▸ Your assignment
Look through the data below. Show each line where the string "inspection" occurs.

::::

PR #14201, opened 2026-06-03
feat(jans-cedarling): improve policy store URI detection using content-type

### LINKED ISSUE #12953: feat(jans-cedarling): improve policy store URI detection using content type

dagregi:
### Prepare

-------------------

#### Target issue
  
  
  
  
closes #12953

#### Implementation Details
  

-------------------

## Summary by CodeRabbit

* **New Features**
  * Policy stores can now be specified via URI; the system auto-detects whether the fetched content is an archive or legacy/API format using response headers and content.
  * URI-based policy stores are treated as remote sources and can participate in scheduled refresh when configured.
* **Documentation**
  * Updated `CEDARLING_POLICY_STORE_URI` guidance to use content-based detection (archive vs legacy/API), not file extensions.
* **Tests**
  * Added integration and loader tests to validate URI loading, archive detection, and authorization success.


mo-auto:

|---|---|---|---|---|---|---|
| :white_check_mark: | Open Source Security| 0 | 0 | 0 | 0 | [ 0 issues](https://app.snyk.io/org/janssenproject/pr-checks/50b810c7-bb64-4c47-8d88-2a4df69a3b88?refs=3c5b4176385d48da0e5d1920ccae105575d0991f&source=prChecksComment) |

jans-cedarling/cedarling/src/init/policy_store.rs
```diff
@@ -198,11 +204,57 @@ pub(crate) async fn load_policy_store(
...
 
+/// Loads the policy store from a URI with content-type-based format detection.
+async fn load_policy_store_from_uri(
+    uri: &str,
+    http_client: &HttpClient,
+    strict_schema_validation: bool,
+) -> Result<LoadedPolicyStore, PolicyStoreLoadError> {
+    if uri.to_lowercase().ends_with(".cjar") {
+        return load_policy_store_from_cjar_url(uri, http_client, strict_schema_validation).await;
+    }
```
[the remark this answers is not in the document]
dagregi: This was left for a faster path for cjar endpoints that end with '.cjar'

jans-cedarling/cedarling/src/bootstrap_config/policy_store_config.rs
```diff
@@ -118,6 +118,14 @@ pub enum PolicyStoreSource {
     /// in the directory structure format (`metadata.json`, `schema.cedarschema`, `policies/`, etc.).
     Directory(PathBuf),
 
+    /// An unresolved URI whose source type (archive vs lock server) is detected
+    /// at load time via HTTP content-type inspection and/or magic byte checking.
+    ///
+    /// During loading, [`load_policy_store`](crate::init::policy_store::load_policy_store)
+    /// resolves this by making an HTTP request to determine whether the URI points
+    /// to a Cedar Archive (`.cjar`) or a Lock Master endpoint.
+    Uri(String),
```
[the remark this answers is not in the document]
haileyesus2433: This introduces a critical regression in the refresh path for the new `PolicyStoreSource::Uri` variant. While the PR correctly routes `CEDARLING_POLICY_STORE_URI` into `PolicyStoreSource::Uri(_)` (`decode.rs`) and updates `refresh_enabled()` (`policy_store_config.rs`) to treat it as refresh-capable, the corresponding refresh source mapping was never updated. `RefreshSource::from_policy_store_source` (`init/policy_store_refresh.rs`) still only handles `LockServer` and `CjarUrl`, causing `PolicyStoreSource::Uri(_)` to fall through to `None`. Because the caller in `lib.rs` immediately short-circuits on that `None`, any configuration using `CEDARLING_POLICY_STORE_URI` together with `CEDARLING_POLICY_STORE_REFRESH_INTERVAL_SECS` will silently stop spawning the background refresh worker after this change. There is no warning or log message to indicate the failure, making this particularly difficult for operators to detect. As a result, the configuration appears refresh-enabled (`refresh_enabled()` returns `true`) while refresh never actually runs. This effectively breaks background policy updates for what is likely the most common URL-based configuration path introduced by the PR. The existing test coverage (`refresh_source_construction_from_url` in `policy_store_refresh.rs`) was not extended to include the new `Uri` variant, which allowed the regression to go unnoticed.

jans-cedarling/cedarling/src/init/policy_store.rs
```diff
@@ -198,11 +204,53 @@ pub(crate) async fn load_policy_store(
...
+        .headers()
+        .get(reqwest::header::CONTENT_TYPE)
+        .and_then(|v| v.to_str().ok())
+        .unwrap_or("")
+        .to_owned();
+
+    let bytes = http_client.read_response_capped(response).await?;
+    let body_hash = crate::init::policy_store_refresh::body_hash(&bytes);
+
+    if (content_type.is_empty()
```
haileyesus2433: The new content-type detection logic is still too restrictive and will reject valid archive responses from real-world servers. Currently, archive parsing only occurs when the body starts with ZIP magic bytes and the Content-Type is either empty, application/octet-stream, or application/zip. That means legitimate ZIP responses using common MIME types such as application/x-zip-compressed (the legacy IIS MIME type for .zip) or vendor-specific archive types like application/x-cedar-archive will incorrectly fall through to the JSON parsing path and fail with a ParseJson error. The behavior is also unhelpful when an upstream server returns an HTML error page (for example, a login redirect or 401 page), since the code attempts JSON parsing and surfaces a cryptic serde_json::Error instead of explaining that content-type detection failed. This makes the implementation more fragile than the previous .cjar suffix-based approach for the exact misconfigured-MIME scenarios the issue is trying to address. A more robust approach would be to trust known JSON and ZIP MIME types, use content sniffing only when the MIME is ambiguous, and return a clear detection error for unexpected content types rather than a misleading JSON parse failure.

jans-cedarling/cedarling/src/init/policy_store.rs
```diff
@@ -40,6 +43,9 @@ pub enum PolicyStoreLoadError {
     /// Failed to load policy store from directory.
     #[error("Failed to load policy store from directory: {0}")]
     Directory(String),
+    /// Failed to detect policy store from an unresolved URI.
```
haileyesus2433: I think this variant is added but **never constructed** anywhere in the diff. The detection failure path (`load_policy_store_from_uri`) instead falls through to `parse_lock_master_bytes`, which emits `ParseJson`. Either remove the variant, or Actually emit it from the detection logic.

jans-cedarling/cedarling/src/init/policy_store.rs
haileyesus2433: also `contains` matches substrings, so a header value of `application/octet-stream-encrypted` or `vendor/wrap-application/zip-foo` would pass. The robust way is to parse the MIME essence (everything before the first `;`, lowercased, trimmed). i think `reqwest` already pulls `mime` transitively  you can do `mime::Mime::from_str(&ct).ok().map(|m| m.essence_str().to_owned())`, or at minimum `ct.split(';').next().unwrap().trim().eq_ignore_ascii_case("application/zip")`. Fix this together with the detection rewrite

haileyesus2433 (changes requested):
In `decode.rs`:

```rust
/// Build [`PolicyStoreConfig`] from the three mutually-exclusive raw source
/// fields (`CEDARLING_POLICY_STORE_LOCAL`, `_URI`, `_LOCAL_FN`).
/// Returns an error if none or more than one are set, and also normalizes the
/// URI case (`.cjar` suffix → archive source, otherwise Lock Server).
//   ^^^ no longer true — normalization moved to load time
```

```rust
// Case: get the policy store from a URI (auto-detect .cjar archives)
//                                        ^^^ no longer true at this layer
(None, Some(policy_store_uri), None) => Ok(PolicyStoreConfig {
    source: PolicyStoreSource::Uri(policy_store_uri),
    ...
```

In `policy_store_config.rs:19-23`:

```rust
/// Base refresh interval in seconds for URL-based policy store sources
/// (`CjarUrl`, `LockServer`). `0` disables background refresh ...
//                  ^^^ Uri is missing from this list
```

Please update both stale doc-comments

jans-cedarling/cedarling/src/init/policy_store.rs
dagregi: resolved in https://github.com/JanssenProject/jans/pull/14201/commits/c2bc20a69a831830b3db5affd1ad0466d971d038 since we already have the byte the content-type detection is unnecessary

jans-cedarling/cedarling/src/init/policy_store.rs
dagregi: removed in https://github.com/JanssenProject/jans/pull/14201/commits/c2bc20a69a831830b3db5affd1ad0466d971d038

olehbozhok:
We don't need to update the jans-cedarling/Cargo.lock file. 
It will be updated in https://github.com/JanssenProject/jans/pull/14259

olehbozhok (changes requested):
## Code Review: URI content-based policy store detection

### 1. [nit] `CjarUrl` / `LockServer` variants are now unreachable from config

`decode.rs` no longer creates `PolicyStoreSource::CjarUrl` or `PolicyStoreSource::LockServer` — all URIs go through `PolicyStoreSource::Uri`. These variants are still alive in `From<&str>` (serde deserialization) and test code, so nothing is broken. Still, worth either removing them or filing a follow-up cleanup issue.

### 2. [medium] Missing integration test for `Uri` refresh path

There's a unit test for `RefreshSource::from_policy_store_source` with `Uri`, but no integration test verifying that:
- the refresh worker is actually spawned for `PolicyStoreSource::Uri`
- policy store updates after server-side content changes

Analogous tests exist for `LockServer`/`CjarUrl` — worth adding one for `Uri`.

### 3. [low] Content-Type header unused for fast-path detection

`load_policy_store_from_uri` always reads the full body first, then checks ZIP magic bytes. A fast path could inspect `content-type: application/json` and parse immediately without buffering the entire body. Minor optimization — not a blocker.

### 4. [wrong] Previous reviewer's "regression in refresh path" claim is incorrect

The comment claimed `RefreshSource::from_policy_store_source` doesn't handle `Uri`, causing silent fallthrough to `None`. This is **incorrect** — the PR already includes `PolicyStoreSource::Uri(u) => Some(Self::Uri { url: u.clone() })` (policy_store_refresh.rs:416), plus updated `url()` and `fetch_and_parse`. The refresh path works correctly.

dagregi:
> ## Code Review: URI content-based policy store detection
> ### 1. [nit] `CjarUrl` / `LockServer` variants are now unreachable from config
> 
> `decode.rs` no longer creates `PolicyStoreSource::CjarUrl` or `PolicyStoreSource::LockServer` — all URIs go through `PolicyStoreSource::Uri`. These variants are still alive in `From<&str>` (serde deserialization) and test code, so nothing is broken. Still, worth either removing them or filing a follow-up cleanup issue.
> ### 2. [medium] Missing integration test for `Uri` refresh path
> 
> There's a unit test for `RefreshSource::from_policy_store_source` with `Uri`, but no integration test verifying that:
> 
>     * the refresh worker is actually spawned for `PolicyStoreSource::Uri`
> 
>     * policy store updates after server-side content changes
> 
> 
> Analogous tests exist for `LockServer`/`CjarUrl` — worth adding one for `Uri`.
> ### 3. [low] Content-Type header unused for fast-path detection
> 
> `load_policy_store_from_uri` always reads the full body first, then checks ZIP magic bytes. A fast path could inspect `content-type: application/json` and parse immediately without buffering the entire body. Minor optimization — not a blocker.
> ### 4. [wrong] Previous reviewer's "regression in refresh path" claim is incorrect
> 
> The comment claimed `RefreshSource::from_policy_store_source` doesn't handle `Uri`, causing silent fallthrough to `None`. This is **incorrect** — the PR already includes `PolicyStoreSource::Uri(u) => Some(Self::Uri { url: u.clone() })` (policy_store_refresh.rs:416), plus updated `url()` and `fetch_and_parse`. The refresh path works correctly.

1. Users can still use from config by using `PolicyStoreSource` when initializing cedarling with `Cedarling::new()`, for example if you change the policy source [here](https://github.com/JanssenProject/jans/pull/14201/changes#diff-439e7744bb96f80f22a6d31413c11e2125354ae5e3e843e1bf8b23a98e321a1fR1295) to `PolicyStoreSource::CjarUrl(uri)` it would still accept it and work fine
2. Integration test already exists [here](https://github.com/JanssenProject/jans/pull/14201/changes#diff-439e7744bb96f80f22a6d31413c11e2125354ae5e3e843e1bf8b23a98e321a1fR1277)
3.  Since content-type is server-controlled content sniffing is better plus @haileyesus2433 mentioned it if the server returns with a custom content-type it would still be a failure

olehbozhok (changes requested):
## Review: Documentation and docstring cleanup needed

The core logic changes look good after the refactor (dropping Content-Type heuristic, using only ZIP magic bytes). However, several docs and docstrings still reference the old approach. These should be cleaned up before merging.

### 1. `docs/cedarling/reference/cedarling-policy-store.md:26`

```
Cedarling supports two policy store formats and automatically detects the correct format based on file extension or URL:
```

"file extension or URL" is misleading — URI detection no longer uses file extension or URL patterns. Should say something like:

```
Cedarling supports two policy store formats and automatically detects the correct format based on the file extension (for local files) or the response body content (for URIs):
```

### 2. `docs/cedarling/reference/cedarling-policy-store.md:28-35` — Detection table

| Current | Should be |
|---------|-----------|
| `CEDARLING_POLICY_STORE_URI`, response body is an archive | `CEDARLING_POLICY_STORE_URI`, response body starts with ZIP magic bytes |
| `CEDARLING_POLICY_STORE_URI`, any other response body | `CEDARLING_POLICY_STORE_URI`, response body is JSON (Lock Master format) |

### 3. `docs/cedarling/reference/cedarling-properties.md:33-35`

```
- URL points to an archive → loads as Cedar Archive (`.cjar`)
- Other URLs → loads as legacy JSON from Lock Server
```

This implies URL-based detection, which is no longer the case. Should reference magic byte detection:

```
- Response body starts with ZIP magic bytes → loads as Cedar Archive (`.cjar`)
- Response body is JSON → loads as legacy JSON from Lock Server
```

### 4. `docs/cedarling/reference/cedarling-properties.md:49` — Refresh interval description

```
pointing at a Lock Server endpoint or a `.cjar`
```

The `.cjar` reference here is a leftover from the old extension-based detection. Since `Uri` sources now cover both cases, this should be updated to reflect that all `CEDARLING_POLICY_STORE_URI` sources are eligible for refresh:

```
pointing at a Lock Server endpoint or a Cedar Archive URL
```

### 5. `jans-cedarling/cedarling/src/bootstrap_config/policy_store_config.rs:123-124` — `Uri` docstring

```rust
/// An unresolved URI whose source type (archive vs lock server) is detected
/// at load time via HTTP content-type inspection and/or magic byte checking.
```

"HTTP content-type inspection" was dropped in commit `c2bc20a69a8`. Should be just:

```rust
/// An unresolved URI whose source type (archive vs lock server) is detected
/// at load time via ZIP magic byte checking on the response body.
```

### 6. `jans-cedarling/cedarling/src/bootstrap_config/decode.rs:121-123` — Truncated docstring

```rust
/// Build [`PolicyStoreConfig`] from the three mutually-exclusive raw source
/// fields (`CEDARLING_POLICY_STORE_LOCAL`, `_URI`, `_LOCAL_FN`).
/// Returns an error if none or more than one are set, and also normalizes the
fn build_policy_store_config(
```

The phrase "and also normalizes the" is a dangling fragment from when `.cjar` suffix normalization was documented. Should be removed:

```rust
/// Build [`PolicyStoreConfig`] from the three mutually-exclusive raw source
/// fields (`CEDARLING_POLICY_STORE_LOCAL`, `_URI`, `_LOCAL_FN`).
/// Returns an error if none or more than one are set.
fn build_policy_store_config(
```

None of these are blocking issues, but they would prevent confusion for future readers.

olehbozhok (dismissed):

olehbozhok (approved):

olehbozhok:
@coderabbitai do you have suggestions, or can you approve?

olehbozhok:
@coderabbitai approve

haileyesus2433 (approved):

::::

▸ Written answer
+    /// at load time via HTTP content-type inspection and/or magic byte checking.
/// at load time via HTTP content-type inspection and/or magic byte checking.
"HTTP content-type inspection" was dropped in commit `c2bc20a69a8`. Should be just:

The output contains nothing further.